A grip of beauty or a grip of charm
must wean our hearts away from earthly dross
to make it feel a mysterious call
of truth that sinks with beauty in our soul.
Love is not a weakness of simple men,
this fragrance of God, His sweetest essence!
Sweet fragrant music of the divine heart,
it ripples in concentric rings to found
the universe upon a solid base
that will not quake to evil shows of strength,
yield to possessive lusts of puny men,
or corrupt like rich nature's ornaments.
Love is the splashing waves against the shores
of created universe, its swash and splash
along the never-ending coastal line
that returns with gifts from the heart's ocean
stirred by noble feelings for each new born.

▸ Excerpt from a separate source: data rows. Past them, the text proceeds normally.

PR #16709, opened 2026-05-21
fix: follow redirects when fetching uploaded files for MIME type detection

paulpopus:
## Summary

- When using S3 (or any storage adapter) with `signedDownloads` enabled, the `staticHandler` returns a `302` redirect to a pre-signed URL. Payload's `addDataAndFileToRequest` utility calls this handler internally to fetch back the just-uploaded file for MIME type detection, but Node.js `fetch` does not automatically follow redirects on a `Response` object returned from an internal handler call — resulting in an empty `ArrayBuffer` and a `DataView.getUint16()` bounds error.
- The existing guard in the S3 `staticHandler` (`if (signedDownloads && !clientUploadContext)`) was meant to skip the redirect for internal upload processing, but fires anyway when `clientUploadContext` is `undefined` (i.e. when no upload context is configured for the collection).
- Added redirect-following between receiving the handler response and consuming its body: if the response is a 3xx redirect, `addDataAndFileToRequest` now follows the `Location` header to retrieve the actual file bytes before processing.

[3.x PR](https://github.com/payloadcms/payload/pull/16708)


DanRibbens (approved):
I don't want to hold this up from being fixed, but should we have test coverage for this?

PR #16712, opened 2026-05-21
feat(ui): updates live preview toolbar

JarrodMFlesch:
### What?

Updates Live Preview toolbar controls to match v4 designs. Also adds ability to expand/collapse the live-preview window which will hide the document fields so the live-preview can be viewed in a larger format right inside the admin panel.

## Reference
CleanShot 2026-05-22 at 11 32 57@2x

---
  - https://app.asana.com/0/0/1214557558212545


packages/ui/src/elements/LivePreview/Toggler/index.scss
```diff
@@ -1,44 +1,7 @@
-@import '../../../scss/styles.scss';
-
 @layer payload-default {
   .live-preview-toggler {
```
PatrikKozak: Need to convert this entire file to `css`

packages/ui/src/elements/LivePreview/Toolbar/SizeInput/index.css
```diff
@@ -0,0 +1,19 @@
+@layer payload-default {
+  .toolbar-input {
+    width: 4.5rem;
```
PatrikKozak: Should convert this to use be a `calc()` with `--spacer` value - easier to read imo

packages/ui/src/elements/LivePreview/Toolbar/SizeInput/index.css
```diff
@@ -0,0 +1,19 @@
...
+    height: var(--spacer-4);
+    display: flex;
+    align-items: center;
+    border: 1px solid var(--color-border);
```
PatrikKozak: We have a `--stroke-width-small` var for `1px`. We don't seem to use it everywhere but either we should use it everywhere or should get rid of the var

what do you think?

packages/ui/src/elements/LivePreview/Toolbar/index.css
```diff
@@ -0,0 +1,42 @@
...
+    max-height: var(--spacer-6);
+    padding: var(--spacer-2);
+    align-items: center;
+    flex-shrink: 0;
+  }
+
+  .live-preview-toolbar--static {
+    position: relative;
+    width: 100%;
+    border-bottom: 1px solid var(--color-border);
```
PatrikKozak: Same comment as above

PatrikKozak (changes requested):

PatrikKozak (dismissed):

PatrikKozak (approved):

PR #353, opened 2015-06-30
[sailfish-browser] Communicate to the compositor that the window has nested children. Contributes to JB#30188

adenexter:
…nested children. Contributes to JB#30188


rainemak:
If there is no better way to communicate nested children than wayland property => LGTM

PR #358, opened 2015-07-01
Minor cleanups

rojkov:
The first commit removes unused previousLink and nextLink properties from the `Tab` struct.

The second one simply renames DeclarativeWebPage::m_tab to DeclarativeWebPage::m_initialTab in order to stress the fact that this tab data is static and never changes after WebPage's initialization.


rainemak:
Nice set of cleanups!

```void DBManager::getTab(int tabId);``` caught my eye as well. Removing that renders also ```DBWorker::getTab``` to void.

rojkov:
Removed `getTab()` and related signals.

rainemak:
If tests are green. LGTM.

PR #359, opened 2015-07-02
[sailfish-browser] Focus search field after browser page gets activated. Fixes JB#30418

rainemak:
Silica Page is a focus scope so we should not focus the search field
until the browser page is active.

Before this fix virtual keyboard opened already on the tab page when
all tabs were closed and you started pop gesture from the tab page. Due
to this and virtual keyboard observer there was a white stripe blinking
at the bottom of the screen.


rojkov:
LGTM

Love is the source and raison-d'être of life
beyond which all actions which aspire
to nobler heights are lost to confusion
of the senses that sight the golden deer
and rampage through the fog-white woods of life.
Love is the prime-mover, the maintainer,
the fine beautician who must renew
with unwanning vision all sweet freshness
and subtle splendour of this universe.
Love is what holds, what blends, what draws the waves
back to the source with centripetal force
so that union is the bliss of life.
Meditating upon such love, its source,
its final goal, its power and effects,
two ancient sages united with ties
of love sat apart on separate spots
of shaded green beside the rippling shore
of water that like their soul sought the source,
finding which the vapours that rise to form
the clouds descend in sacrificial rain
that sprouts new life, collects and runs again;
but souls often return without a cue
to what is best for human happiness
or joy or peace so that they sit again
in hard penance everlastingly.
Their souls like swans that take an upward flight
from the sucking marsh soared above the mire
into which boar-like modern science digs
with tusks that hunger for revelation
of multiple truths, which never add up
to the Absolute that faith alone upholds.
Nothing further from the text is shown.